Task item: Copy out each line of the entries below in which the string "return" appears.

Records for this exercise:
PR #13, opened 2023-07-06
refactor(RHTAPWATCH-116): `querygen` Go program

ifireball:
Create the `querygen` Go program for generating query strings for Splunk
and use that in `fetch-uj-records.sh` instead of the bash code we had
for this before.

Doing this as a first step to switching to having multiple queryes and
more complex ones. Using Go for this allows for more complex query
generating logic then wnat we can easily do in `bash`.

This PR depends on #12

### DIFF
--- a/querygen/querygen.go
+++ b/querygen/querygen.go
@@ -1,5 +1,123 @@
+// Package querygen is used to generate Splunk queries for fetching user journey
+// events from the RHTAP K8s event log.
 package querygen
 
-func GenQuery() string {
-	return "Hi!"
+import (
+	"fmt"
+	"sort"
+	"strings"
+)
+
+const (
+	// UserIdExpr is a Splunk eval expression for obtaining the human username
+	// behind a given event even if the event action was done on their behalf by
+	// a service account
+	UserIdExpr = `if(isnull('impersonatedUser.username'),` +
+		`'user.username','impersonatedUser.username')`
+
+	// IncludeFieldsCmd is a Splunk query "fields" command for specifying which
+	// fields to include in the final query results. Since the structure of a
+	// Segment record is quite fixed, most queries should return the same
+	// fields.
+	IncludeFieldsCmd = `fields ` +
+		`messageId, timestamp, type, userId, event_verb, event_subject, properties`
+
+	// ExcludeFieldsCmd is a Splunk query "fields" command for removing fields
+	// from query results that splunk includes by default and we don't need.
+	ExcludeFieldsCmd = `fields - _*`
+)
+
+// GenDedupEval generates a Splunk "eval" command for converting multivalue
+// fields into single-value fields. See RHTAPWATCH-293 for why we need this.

Exercise answer:
-	return "Hi!"
+	// Segment record is quite fixed, most queries should return the same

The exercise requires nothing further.